# Great workout + No sleep that night?



## r0dxx (Feb 13, 2007)

I'm just curious yesterday I probally had the best chest workout I've ever had, great #'s and just great intensity. Today I woke up sore as hell (And I LOVE IT) it's a great feeling.

Anyways...Last night I got about 5.5 hours of sleep, because I couldn't fall asleep its usually pretty common on monday nights, since I have school really early on tuesdays, and I can't get to bed early enough.

My question is, are my chest workouts being wasted, since I'm only getting 5.5-6 hours of sleep the night of my chest workout? I just know it grows in the night while asleep...Just wondering how bad I'm hindering myself. Tonight I can sleep however long is needed, can I make up for it, or does it not even matter much?


----------



## tucker01 (Feb 13, 2007)

You are worring to much...that will hinder your gains(cortisol)  LOL

Don't fret it.  What time do you workout at?


----------



## fufu (Feb 13, 2007)

A day like that won't matter much. It is all about _consistency_. A few deviations now and then won't matter. As long as you have the big picture in order you will be fine. Just keep eating and make sure to not do it frequently.

I agree with Iain. You are worrying too much, I can tell from alot of the threads you have been posted. These are all details and when your thoughts reside on them it can be very annoying and frustrating. I was the same way and I got way too stressed. I even worried abouty worrying too much because of cortisol release. I did that for about 4 months, it was really shitty, and in retrospect I made progress just fine and there was nothing to worry about at all! It was just making life more difficult. Plus, the more you think about it, the more you make yourself believe it is a problem. Try not to think about it so much. Just remember consistency.


----------



## fufu (Feb 13, 2007)

BUT, to answer your question. 5 1/2 hours isn't alot, but it is not a rediculously small amount. Plus if it is just one day it doesn't really matter. Hypertrophy can continue through a few days span, so don't worry about it.


----------



## fufu (Feb 13, 2007)

Here's a little quote from you know who about their NY resolution, "Stop treating my diet like pre-contest / worry less about small factors".


----------



## Quixote (Feb 13, 2007)

Like everyone else said, try not to worry too much. *Look who's talking now! * 
You are not the only one for I still do feel the same way myself after an occasional poor night sleep.

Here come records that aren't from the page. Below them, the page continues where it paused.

PR #1144, opened 2017-12-14
update set standby with progress

snopoke:
This makes the pg basebackup run as an async task and then runs a loop of other tasks to compare the size of the standby node data with that of the master as a way of estimating progress

### DIFF
--- a/ansible/roles/postgresql/tasks/standby_progress.yml
+++ b/ansible/roles/postgresql/tasks/standby_progress.yml
@@ -1,0 +1,21 @@
+- name: Check sync status
+  async_status:
+    jid: "{{ async_results.ansible_job_id }}"
+  register: async_poll_results
+  when: not async_poll_results.get('finished', True)
+
+- name: get standby size
+  shell: du -s {{ postgresql_home }}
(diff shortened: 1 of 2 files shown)


ansible/roles/postgresql/tasks/standby_progress.yml
```diff
@@ -0,0 +1,21 @@
...
+  when: not async_poll_results.get('finished', True)
+
+- name: get standby size
+  shell: du -s {{ postgresql_home }}
+  register: standby_size_output
+  when: not async_poll_results.get('finished', True)
+
+- debug:
+    msg:
+      - "Progress = {{ (100 * standby_size_output.stdout.split()[0]|int / master_size_output.stdout.split()[0]|int)|int }}%"
```
millerdev: Will integer division result in wrong/misleading output? `99 / 100 == 0`

snopoke: Not in this case because of the expression order: `100 * A / B` (`100 * 99 / 100 == 99`)

PR #1147, opened 2017-12-15
clean up touchforms

javierwilson:
this cleans up touchforms garbage when touchforms is disabled or mvoed.
@kaapstorm should we touchforms_enabled: false for PNA?


snopoke:
Looks good. Re PNA the only reason to have touchforms is if they are doing SMS forms or SMS stock reporting.

kaapstorm:
I think they use SMS stock reporting. I'll check with Kelly.

PR #1149, opened 2017-12-15
set aws credentials for other roles/users

javierwilson:
@kaapstorm PNA backup to AWS still needs this to work


ansible/roles/couchdb/tasks/main.yml
```diff
@@ -105,13 +105,9 @@
 
 - name: Copy couch restart script
```
kaapstorm: "Delete couch restart script", no?

javierwilson: good point.

PR #1160, opened 2017-12-17
change icds-new ES cluster name to icds-2.0

dannyroberts:
prodhqes-1.x is a holdover from the old cluster. The migration docs seemed to pretty clearly suggest we want the ES cluster on the new environment to be named icds-2.0.


snopoke:
Thanks

PR #1165, opened 2017-12-18
pg 9.6

snopoke:
https://docs.google.com/document/d/1FJSKtPerljiIKyxM7a8yOfAo4f3Dx4SDc-1DZ_wY2FM/edit

### DIFF
--- a/ansible/roles/postgresql/templates/postgresql.conf.j2
+++ b/ansible/roles/postgresql/templates/postgresql.conf.j2
@@ -42,7 +42,9 @@ archive_timeout = 60
 
 wal_level = hot_standby
 max_wal_senders = 8
+{% if postgresql_version == '9.4' %}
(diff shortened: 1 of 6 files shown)


ansible/roles/postgresql/templates/postgresql.conf.j2
```diff
@@ -31,6 +31,7 @@ work_mem = {{ postgresql_work_mem }}
 max_stack_depth = {{ postgresql_max_stack_depth }}
 maintenance_work_mem = {{ postgresql_maintenance_work_mem }}
 vacuum_cost_delay = 20ms
+dynamic_shared_memory_type = posix
```
snopoke: get's added during the upgrade

snopoke:
@javierwilson I've tested this locally but would be good for someone else to run though it too. Thanks

PR #1170, opened 2017-12-18
Dr/run module

dannyroberts:
Responding to my own feedback in https://github.com/dimagi/commcarehq-ansible/pull/1163. This PR merges into that PR.

This mainly a refactor but
- https://github.com/dimagi/commcarehq-ansible/pull/1170/commits/2389a6af4ab14e237b0852ed116559639bf50547 make run-shell-command always run with --skip-check

is a functional change.

### DIFF
--- a/commcare-cloud/commcare_cloud/commcare_cloud.py
+++ b/commcare-cloud/commcare_cloud/commcare_cloud.py
@@ -336,8 +336,6 @@ class RunAnsibleModule(object):
 
     @staticmethod
     def run(args, unknown_args):
-        module = args.module
-        module_args = args.module_args
         ansible_context = AnsibleContext(args)
         public_vars = get_public_vars(args.environment)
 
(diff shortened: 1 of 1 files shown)


commcare-cloud/commcare_cloud/commcare_cloud.py
```diff
@@ -436,17 +417,17 @@ def run_apply():
...
     @staticmethod
     def make_parser(parser):
-        RunAnsibleModule._make_parser(
-            parser,
-            module_args_argument_name='shell_command',
-            module_args_argument_help="The shell command you want to run"
-        )
+        parser.add_argument('inventory_group', help=(
+            "The inventory group to run the command on. Use 'all' for all hosts."
+        ))
```
dannyroberts: Only minor sad part of this refactor is that this statement is copy-pasted between the two. That said, the two commands do have a sort of fundamentally different set of positional arguments, so I think it's clearer to repeat the one argument they have in common and make it explicit right here what this command's positional arguments are than to over parametrize this and make you untangle indirection to figure out what this command's args are.

Having said this, I realized the obvious, that the best of both worlds would be to pull this out into an `arg_inventory_group` helper function. I'll add that to this PR.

Your sleep doesn't have to be a long one as long as it's a good and sound one, mainly Non-REM sleep (some says it's an anabolic state) . Also a short nap (15 mins or so) could conpensate some for a poor night sleep.

Anyway, if you feel(not think) you didn't get enough sleep, take an extra day off so the performance at your next training session could be as great as your last one.


----------



## Tron (Feb 13, 2007)

If I don't get much sleep, I notice I'll be cool until about mid-afternoon, which is when I really feel the workout and lack of sleep hit me. A 1 -1.5 hour powernap helps big time- pretty much all you need to be rejuvenated.


----------



## goob (Feb 14, 2007)

r0dxx said:


> I'm just curious yesterday I probally had the best chest workout I've ever had, great #'s and just great intensity. Today I woke up sore as hell (And I LOVE IT) it's a great feeling.
> 
> Anyways...Last night I got about 5.5 hours of sleep, because I couldn't fall asleep its usually pretty common on monday nights, since I have school really early on tuesdays, and I can't get to bed early enough.
> 
> My question is, are my chest workouts being wasted, since I'm only getting 5.5-6 hours of sleep the night of my chest workout? I just know it grows in the night while asleep...Just wondering how bad I'm hindering myself. Tonight I can sleep however long is needed, can I make up for it, or does it not even matter much?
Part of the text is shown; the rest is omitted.